Не нужно забывать, что пред нами матроска и солдатка, та и другая жили постоянно среди матросов и солдат – и трудно думать, чтобы их мысли не находили себе пищи и поддержки в толках остальных обитателей и обитательниц матросских и солдатских слобод города Таврова.
Правда, сочувствие к мнениям о воплощении антихриста было не у всех одинаково; к числу маловерующих принадлежала и рудометка Алена Андреева.
В первых числах декабря 1722 года, дня за три до приезда государя, в Тавров прибыли передовые посланные, служители и разные придворные чины. Алена нашла нужным «для взятия квашни» забежать к старушке Авдотье. «Слава Богу, – заговорила пришедшая, – приехали от государя передовые…»
При слове государь тоскующая старуха не выдержала: «Их, Бог знает, не велено (только) говорить: кажут, что государь ездит, а то не государь, антихрист ездит…»
– Э, эх, проклятая враговка! – изругала приятельницу Алена и, плюнув, вышла из избы.

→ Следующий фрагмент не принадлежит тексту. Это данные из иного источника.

PR #37, opened 2017-05-09
If we get a JSON parsing error, assume it's because there's no transl…

dsgoers:
…ated phrases available for the language and therefore no data was returned

### DIFF
--- a/app/models/translation.rb
+++ b/app/models/translation.rb
@@ -48,9 +48,9 @@ class Translation < ActiveRecord::Base
                               params: { api_key: ENV['ONESKY_API_KEY'], timestamp: AuthUtil.epoch_time_seconds,
                                         dev_hash: AuthUtil.dev_hash, locale: language.code,
                                         source_file_name: page_filename, export_file_name: page_filename }
-    return JSON.parse(response)
-  rescue JSON::ParserError
-    raise Error::PhraseNotFoundError, 'No translated phrases found for this language.'
+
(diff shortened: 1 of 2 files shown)


app/models/translation.rb
```diff
@@ -43,12 +43,14 @@ def build_translated_page(page_id, strict)
...
-                   params: { api_key: ENV['ONESKY_API_KEY'], timestamp: AuthUtil.epoch_time_seconds,
-                             dev_hash: AuthUtil.dev_hash, locale: language.code,
-                             source_file_name: page_filename, export_file_name: page_filename }
+    response = RestClient.get "https://platform.api.onesky.io/1/projects/#{resource.onesky_project_id}/translations",
+                              params: { api_key: ENV['ONESKY_API_KEY'], timestamp: AuthUtil.epoch_time_seconds,
+                                        dev_hash: AuthUtil.dev_hash, locale: language.code,
+                                        source_file_name: page_filename, export_file_name: page_filename }
+    return JSON.parse(response)
+  rescue JSON::ParserError
+    raise Error::PhraseNotFoundError, 'No translated phrases found for this language.'
```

«По трех днях» после этого разговора государь прибыл в Воронеж и посетил Тавров; пробыл здесь сутки, попировал в выстроенном для него дворце и в то же время успел осмотреть разные работы, как по корабельной части, так и на обширной суконной фабрике, им же основанной; указал вице-адмиралу Змаевичу построить несколько судов, сделал несколько других распоряжений и отправился в Москву.

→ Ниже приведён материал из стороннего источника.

PR #38, opened 2017-05-10
provide resource dereferencing via the manifest xml

frett:
This will allow page xml to be a bit more readable and not require rewriting resources when publishing.
This also provides a quick list of all resources used within a tool.

### DIFF
--- a/manifest/content.xml
+++ b/manifest/content.xml
@@ -13,10 +13,10 @@
 
   <!--
     Image Content - WIP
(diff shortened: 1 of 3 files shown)


frett:
I figure this is a good mechanism to discuss any spec changes and make each other aware of them. @ryancarlson @pablomarti

frett:
bumping this while @ryancarlson and @pablomarti are already looking at content spec PRs ;)

PR #924, opened 2020-06-05
Report sources - part 1

ackwell:
This PR is the first part of re-implementing the "report flow" used to drill down to the analysis page, and is the first step of unlinking our implementation details from the direct shape of fflogs reports.

In brief, it:
- Adds the initial skeleton of the new "report source" system, which we'll be using to remove our current reliance on FFLogs' report shape.
- Wires the new report source system through a new "find"/"analyse" route framework.
- In service of the above, rewrites the entire breadcrumb system to better serve how we'll be using it.
- Sets up a number of "legacy" adapters to utilise the existing report and analysis code within the new system while porting efforts are underway.


ackwell:
Aite I think this is good to go. Will merge tomorrow or so.

If anyone can get some testing in that would be awesome. Existing paths through the site have a number of changes under the hood, but should act identically. Additionally, replacing `/analyse` or `/find` in the URL with `/fflogs` should drop you into the new report flow system - it's ugly as fuck, but should be functionally equivalent.

ackwell:
you know who it is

Все это время, с наездом царя и его свиты, Тавров был крайне оживлен; толки о посетителе и посетителях долго не прекращались и по отъезде Петра.
В самый разгар этих россказней, 26 декабря 1722 года, из Воронежа приехал в Тавров, ради метания от болезни руды из ног, инквизитор воронежской епархии, синодальной команды монах Гурий Годовиков. Он остановился у знакомого попа Никиты, который поспешил истопить для гостя баню и послал попадью за рудометкой, женкой Аленой, вероятно, известной своей опытностью и искусством в деле пускания крови. В бане, таким образом, сошлись три лица: отче Гурий, прислужник его – архиерейский служка Логин Кузьмин и женка Алена; рудометка принялась за свое дело, пустила кровь рожками, между тем монах-инквизитор, нежась и парясь, втянул лекарку в беседу.
– Благочестивый батюшка у вас погулял в Таврове?
– Слава Богу, три часа гулял.
– Заезжал ли он в свои хоромы?
– Он изволил кушать у поручика нашего Андрея Андреевича, а как по прозванию, того не знаю; и к тому поручику людей много нахлынуло; стали было их отгонять, и их отгонять не велели: пускай-де глядят! А опосля государь, покушавши, пошел на суконный двор (на фабрику), а с суконного двора по кораблям, и с кораблей пошел к Москве… И как его императорское величество был в Таврове, и в то время с детьми изволил его величество призывать перед себя, и милость я от его получила, имел он со мной разговор… И как его императорское величество, – продолжала Алена, умолчав о чем был царский разговор, – в Тавров во дворце кушал хлеб и мясные яди, и я сама видела – он, император (а за ним и все господа), мясо кушали.